BEGIN Exercise materials

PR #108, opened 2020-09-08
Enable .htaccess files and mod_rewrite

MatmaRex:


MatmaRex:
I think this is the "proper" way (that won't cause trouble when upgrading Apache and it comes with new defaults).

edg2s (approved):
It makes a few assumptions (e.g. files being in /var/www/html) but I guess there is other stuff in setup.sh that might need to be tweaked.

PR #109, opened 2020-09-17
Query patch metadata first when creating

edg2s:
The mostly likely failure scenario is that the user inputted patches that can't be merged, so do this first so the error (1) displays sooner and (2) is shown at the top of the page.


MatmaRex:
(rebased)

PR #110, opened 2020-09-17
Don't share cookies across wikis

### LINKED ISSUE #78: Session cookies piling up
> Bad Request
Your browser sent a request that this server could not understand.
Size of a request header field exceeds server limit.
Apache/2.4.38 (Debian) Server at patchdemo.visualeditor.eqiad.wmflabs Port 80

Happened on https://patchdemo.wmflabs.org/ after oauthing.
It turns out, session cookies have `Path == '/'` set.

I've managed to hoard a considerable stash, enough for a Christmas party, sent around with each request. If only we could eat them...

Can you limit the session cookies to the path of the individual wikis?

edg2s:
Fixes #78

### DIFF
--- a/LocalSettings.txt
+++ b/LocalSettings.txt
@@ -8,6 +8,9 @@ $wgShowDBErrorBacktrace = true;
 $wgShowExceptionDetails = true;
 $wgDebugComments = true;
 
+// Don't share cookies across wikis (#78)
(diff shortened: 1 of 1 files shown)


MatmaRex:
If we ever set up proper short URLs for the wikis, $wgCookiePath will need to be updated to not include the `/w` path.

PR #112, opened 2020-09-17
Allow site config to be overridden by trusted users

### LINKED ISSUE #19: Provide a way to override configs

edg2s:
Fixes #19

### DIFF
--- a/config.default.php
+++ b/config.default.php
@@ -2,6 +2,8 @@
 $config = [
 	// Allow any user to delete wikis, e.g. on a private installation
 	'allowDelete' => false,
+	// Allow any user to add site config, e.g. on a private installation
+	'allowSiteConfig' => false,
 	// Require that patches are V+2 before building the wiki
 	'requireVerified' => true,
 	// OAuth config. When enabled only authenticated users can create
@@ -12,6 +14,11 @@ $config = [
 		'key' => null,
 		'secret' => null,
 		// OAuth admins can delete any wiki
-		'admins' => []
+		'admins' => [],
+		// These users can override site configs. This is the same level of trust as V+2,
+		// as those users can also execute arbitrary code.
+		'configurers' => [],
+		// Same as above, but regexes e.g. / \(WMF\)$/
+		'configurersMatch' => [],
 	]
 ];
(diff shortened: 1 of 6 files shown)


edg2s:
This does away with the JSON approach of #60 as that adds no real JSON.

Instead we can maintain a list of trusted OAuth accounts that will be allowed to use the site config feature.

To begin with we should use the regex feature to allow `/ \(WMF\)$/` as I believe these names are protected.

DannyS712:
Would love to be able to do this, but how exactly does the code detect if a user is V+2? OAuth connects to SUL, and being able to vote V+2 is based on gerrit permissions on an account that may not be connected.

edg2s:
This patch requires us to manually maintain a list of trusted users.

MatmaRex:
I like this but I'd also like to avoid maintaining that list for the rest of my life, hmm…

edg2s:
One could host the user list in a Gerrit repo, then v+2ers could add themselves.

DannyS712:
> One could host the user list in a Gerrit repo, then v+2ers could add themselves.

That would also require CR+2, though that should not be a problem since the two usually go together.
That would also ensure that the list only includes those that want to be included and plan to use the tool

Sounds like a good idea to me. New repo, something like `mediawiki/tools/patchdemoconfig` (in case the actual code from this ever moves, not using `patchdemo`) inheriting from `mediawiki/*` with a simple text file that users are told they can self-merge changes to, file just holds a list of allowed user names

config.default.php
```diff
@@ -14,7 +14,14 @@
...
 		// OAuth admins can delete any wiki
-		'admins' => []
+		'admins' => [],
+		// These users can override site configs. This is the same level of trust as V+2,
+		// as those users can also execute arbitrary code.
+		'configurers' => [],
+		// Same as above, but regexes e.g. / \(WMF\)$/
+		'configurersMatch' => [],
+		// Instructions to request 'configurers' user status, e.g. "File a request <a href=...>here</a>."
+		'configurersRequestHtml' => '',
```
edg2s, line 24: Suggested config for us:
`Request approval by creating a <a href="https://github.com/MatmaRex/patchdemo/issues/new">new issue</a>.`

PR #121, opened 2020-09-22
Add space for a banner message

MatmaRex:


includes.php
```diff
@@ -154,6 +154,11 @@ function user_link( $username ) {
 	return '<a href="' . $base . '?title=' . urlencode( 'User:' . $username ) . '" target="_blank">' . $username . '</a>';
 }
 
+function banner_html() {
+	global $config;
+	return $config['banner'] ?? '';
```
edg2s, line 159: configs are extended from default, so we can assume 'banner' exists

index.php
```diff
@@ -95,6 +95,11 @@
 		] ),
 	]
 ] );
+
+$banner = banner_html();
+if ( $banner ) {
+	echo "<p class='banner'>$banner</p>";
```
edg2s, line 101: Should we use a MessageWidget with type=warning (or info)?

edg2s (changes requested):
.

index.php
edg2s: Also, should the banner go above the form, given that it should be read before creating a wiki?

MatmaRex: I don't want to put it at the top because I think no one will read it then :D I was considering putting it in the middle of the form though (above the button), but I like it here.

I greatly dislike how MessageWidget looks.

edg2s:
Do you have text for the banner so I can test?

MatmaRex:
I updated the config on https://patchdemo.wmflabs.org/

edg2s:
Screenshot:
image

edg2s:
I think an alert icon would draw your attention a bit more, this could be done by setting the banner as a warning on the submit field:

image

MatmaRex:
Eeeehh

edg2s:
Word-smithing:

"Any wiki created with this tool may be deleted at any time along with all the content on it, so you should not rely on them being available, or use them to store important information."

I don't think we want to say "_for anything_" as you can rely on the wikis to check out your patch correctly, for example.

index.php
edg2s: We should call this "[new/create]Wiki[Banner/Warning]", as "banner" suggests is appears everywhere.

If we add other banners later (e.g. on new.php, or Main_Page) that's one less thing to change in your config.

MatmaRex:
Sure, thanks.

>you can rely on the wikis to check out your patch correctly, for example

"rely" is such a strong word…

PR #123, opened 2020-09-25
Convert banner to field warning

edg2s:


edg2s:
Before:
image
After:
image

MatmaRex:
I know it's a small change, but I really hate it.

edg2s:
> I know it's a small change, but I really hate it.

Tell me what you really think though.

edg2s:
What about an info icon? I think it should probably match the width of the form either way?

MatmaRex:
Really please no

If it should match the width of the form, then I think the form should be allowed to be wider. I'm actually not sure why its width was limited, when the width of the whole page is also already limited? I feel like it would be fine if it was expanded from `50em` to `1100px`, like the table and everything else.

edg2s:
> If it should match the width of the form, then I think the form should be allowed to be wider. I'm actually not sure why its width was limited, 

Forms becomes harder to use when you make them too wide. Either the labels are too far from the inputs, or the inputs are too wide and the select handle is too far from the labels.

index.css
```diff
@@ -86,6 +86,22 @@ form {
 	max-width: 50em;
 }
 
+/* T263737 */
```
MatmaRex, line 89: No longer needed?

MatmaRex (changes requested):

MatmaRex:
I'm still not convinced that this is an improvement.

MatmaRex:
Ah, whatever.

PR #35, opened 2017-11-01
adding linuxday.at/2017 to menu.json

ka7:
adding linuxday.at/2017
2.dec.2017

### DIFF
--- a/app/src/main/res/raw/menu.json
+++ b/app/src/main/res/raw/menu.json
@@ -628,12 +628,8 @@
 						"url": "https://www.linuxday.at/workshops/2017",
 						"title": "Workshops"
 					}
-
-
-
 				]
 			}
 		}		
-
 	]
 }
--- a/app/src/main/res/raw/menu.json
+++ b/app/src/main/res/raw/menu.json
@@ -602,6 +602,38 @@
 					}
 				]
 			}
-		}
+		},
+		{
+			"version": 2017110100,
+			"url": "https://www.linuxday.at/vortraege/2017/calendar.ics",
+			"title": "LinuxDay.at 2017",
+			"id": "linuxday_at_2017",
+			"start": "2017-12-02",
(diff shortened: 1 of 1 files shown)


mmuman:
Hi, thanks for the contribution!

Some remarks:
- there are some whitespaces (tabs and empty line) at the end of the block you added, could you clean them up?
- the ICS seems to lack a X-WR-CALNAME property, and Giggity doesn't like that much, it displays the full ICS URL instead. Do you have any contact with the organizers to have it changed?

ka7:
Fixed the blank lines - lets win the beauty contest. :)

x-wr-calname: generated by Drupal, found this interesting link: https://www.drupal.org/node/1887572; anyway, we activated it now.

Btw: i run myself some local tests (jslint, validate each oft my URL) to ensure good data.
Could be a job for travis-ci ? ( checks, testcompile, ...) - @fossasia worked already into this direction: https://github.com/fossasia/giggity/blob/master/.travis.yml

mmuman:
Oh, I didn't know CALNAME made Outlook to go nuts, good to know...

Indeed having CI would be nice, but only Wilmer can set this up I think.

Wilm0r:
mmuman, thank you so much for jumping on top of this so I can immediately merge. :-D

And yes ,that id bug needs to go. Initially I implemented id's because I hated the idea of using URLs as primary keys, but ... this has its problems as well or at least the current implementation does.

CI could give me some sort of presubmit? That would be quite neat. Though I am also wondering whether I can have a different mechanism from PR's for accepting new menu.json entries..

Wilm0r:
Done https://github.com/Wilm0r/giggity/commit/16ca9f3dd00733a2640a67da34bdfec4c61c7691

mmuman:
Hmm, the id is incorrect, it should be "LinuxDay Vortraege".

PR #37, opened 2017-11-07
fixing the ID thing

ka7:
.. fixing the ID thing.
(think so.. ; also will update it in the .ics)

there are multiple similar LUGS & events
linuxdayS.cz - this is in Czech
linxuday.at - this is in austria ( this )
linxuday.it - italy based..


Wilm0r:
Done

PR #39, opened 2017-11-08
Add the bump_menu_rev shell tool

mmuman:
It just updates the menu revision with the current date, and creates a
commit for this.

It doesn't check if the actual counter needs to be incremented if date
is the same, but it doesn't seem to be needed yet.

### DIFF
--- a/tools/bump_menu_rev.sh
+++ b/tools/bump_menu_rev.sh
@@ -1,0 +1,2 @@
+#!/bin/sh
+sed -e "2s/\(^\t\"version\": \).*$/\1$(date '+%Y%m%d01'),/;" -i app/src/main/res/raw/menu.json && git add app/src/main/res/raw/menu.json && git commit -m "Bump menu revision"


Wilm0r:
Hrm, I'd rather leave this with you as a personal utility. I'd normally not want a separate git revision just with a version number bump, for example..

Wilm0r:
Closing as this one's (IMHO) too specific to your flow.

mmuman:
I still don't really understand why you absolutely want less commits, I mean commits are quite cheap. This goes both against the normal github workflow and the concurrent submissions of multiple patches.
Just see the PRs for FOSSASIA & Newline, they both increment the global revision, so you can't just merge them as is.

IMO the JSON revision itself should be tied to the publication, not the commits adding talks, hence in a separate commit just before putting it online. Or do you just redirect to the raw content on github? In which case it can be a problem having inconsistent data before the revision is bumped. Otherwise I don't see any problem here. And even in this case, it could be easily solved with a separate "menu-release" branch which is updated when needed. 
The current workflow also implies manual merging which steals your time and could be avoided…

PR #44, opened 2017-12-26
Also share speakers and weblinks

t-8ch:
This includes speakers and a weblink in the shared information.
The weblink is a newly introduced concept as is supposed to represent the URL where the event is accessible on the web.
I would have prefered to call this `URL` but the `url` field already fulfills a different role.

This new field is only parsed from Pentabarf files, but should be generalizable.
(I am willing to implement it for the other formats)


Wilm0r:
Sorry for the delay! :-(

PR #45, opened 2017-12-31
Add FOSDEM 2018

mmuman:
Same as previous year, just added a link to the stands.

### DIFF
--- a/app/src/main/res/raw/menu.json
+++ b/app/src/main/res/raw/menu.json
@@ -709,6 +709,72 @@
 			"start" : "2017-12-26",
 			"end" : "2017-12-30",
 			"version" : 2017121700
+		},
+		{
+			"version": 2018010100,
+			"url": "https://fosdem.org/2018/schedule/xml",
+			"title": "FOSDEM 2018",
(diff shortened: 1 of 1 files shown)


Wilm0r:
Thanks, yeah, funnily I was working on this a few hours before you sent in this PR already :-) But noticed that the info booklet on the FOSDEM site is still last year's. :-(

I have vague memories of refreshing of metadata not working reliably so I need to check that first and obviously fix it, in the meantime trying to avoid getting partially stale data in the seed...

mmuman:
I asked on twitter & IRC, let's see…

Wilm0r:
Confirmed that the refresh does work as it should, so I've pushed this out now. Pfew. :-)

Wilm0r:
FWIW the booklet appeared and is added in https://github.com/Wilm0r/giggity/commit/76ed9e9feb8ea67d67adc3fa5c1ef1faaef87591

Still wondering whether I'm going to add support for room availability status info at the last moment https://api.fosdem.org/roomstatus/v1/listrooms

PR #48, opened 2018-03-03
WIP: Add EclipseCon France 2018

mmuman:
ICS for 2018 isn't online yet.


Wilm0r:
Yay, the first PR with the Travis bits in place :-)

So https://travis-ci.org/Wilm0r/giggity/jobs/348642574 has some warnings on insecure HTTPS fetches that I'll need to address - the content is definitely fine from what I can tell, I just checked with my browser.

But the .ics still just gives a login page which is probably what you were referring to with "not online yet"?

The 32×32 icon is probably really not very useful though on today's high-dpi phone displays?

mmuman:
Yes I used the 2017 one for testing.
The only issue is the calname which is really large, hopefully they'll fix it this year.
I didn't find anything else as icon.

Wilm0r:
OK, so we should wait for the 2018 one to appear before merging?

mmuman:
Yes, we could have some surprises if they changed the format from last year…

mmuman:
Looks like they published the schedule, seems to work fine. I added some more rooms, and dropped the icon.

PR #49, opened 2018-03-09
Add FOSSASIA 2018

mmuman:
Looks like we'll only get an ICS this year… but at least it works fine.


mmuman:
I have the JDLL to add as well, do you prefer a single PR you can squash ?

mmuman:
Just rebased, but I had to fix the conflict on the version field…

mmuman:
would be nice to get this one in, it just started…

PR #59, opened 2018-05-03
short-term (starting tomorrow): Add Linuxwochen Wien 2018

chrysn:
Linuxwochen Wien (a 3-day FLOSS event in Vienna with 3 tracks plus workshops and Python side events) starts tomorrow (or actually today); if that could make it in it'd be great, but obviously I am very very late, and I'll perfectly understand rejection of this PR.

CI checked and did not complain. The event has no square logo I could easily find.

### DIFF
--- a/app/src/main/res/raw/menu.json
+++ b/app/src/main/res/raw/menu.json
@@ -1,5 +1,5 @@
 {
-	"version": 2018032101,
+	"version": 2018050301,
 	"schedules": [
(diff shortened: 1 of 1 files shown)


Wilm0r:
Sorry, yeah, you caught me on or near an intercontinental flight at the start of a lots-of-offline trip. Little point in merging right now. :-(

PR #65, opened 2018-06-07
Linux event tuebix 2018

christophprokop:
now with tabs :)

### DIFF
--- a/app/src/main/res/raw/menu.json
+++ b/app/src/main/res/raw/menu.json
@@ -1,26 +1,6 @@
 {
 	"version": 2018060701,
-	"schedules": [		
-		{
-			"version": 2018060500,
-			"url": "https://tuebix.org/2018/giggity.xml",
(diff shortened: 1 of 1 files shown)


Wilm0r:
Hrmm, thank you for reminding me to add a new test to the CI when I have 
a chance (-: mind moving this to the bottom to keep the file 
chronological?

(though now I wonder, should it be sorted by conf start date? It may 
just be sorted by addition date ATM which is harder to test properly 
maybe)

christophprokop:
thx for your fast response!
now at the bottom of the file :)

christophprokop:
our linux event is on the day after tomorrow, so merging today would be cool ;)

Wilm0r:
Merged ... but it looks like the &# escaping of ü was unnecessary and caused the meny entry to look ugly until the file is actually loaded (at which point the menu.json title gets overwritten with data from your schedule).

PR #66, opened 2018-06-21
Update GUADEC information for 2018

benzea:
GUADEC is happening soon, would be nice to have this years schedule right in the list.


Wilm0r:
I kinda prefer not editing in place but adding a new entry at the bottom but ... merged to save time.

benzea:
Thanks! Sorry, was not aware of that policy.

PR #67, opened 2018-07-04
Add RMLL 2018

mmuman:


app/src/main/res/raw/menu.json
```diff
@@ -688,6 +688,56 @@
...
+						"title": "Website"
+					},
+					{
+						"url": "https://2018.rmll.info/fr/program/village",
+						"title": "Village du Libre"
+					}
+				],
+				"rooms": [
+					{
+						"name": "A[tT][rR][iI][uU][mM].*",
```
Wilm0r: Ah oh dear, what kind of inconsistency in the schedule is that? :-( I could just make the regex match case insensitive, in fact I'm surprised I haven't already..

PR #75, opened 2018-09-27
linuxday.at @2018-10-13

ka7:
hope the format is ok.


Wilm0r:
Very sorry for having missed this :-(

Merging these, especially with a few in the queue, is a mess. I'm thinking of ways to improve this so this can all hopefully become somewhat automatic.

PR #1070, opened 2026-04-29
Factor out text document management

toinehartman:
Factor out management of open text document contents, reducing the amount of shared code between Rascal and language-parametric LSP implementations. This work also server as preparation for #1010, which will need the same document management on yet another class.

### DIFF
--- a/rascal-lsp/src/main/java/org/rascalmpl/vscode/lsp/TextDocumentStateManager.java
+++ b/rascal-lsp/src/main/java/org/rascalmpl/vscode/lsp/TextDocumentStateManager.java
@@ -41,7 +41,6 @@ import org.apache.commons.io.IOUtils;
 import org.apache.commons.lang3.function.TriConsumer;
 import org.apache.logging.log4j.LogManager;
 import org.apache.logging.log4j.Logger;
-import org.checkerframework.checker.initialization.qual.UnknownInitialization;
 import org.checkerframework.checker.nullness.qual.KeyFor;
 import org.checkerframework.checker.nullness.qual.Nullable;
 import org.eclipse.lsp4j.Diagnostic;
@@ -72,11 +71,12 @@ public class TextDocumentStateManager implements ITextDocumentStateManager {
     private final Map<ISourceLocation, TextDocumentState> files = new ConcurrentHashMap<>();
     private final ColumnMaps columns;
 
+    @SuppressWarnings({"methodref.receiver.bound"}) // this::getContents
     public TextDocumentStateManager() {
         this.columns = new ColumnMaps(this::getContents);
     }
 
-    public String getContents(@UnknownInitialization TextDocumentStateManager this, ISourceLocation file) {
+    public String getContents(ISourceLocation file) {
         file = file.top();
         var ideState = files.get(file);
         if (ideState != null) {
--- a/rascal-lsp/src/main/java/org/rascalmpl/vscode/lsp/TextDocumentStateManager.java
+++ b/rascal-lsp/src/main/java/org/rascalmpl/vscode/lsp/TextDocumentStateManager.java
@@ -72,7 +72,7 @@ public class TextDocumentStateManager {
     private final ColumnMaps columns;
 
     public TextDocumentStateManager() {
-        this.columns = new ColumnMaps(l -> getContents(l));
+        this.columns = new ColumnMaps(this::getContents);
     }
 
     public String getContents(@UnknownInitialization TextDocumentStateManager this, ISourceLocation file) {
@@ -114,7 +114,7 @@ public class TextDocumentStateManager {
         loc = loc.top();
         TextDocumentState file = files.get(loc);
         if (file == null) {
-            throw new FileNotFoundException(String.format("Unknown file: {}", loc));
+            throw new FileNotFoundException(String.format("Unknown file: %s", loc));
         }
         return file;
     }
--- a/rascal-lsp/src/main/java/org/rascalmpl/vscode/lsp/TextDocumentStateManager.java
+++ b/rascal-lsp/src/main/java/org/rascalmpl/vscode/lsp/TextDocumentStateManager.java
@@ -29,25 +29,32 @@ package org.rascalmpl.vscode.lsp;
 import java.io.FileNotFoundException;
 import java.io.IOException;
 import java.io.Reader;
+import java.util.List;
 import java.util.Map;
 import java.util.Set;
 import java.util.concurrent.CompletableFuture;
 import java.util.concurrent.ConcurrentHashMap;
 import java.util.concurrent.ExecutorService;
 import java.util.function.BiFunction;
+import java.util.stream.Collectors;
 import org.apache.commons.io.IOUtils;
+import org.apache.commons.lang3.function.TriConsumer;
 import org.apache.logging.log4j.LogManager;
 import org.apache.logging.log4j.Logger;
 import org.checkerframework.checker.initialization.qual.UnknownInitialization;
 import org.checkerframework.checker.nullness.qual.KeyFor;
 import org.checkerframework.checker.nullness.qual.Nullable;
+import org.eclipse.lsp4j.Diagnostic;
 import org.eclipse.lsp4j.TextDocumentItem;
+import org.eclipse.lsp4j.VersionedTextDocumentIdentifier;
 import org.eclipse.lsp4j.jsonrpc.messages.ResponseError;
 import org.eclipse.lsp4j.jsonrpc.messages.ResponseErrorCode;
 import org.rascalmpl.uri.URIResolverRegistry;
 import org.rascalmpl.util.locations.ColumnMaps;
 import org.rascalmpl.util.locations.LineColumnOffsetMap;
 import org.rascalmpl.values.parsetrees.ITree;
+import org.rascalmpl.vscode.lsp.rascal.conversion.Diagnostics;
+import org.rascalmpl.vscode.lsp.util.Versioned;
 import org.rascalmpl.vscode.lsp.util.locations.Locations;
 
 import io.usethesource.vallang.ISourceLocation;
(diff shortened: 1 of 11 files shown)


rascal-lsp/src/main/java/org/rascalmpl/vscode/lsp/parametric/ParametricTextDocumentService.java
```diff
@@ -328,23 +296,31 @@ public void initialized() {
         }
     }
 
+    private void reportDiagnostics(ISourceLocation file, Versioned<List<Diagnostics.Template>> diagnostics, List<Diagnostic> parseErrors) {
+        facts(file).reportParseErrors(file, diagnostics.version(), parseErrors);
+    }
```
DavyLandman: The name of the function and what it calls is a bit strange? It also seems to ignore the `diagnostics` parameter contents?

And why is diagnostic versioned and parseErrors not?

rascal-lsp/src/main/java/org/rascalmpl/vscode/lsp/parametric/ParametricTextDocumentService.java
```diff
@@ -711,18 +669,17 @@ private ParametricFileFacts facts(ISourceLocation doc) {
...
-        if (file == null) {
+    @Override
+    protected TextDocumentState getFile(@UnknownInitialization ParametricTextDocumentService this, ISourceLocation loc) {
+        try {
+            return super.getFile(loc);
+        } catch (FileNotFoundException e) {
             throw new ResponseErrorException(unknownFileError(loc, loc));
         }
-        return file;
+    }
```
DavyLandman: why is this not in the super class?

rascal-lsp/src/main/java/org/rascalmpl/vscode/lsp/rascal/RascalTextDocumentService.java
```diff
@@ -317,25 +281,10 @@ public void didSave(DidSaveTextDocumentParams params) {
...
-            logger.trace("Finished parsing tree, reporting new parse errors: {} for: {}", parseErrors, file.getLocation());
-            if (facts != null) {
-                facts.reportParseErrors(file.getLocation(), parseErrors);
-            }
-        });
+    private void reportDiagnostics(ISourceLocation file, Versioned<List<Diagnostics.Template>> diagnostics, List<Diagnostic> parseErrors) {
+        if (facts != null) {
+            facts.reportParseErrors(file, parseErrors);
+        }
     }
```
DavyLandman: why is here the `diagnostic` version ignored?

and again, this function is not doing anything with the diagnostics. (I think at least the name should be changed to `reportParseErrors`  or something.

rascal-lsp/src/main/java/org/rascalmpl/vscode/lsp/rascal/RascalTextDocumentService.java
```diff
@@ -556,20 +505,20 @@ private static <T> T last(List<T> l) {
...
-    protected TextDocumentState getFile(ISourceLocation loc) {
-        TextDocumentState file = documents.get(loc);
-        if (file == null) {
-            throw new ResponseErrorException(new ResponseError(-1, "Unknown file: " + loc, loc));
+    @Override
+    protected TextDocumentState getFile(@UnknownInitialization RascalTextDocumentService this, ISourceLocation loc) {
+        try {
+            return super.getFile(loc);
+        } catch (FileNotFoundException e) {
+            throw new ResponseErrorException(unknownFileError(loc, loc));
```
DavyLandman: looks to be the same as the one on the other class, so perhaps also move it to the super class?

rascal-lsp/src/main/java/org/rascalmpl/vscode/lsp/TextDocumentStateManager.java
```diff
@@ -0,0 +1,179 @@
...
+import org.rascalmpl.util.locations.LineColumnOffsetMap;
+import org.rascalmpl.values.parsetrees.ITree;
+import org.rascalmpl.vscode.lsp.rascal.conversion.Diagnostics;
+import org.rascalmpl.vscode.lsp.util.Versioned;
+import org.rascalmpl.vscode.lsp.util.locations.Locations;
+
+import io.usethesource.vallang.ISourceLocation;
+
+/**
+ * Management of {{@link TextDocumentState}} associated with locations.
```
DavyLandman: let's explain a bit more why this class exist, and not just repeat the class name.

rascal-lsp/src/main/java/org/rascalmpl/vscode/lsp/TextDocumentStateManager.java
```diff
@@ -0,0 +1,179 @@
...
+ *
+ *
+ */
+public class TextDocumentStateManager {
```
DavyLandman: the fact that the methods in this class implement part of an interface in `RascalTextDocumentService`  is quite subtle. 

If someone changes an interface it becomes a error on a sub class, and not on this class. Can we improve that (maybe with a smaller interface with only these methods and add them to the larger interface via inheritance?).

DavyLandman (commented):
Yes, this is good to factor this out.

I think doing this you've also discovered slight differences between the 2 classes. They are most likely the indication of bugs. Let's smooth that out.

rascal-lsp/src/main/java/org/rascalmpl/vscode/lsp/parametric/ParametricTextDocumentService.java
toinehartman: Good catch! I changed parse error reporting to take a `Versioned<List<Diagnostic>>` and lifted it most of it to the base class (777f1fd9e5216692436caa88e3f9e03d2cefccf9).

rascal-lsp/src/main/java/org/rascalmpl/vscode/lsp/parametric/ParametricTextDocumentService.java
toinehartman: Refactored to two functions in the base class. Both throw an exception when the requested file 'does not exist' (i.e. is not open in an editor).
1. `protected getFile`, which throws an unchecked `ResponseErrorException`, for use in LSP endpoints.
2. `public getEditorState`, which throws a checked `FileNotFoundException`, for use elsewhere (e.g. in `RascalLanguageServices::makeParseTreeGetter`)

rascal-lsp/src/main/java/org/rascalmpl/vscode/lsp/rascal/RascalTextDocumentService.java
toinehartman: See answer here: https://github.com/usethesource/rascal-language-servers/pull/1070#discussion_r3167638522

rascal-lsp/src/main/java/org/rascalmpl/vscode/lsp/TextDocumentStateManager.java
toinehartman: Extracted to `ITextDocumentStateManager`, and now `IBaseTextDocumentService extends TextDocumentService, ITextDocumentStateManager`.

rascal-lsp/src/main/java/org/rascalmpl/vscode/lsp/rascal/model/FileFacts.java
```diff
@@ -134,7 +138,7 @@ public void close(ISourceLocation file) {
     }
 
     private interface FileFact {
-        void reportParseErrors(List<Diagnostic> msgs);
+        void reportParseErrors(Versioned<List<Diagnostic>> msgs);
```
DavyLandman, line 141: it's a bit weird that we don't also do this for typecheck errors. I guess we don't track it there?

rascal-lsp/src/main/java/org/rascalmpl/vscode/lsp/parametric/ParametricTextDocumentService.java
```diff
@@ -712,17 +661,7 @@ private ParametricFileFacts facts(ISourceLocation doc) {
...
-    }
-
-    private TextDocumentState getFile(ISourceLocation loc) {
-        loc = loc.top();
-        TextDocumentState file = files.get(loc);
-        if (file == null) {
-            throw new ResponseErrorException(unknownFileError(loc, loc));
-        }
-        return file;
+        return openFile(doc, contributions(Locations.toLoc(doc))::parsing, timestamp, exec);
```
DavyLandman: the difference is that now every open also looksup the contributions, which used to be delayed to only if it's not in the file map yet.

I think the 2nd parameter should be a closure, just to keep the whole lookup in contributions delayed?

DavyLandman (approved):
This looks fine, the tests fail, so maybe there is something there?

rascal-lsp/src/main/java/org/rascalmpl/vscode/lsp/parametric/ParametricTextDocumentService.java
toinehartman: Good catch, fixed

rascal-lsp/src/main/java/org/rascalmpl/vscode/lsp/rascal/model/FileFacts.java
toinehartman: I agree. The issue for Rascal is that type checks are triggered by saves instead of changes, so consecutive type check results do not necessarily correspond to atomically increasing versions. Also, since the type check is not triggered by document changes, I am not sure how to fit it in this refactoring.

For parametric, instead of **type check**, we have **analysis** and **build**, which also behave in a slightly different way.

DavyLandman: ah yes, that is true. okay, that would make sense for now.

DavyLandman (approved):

END Exercise materials

• **Required action**:
Between the first line of the entries above and the line with "Your browser sent", both included, copy every line exactly and nothing outside that range.

• **Exercise response**:
PR #108, opened 2020-09-08
Enable .htaccess files and mod_rewrite

MatmaRex:


MatmaRex:
I think this is the "proper" way (that won't cause trouble when upgrading Apache and it comes with new defaults).

edg2s (approved):
It makes a few assumptions (e.g. files being in /var/www/html) but I guess there is other stuff in setup.sh that might need to be tweaked.

PR #109, opened 2020-09-17
Query patch metadata first when creating

edg2s:
The mostly likely failure scenario is that the user inputted patches that can't be merged, so do this first so the error (1) displays sooner and (2) is shown at the top of the page.


MatmaRex:
(rebased)

PR #110, opened 2020-09-17
Don't share cookies across wikis

### LINKED ISSUE #78: Session cookies piling up
> Bad Request
Your browser sent a request that this server could not understand.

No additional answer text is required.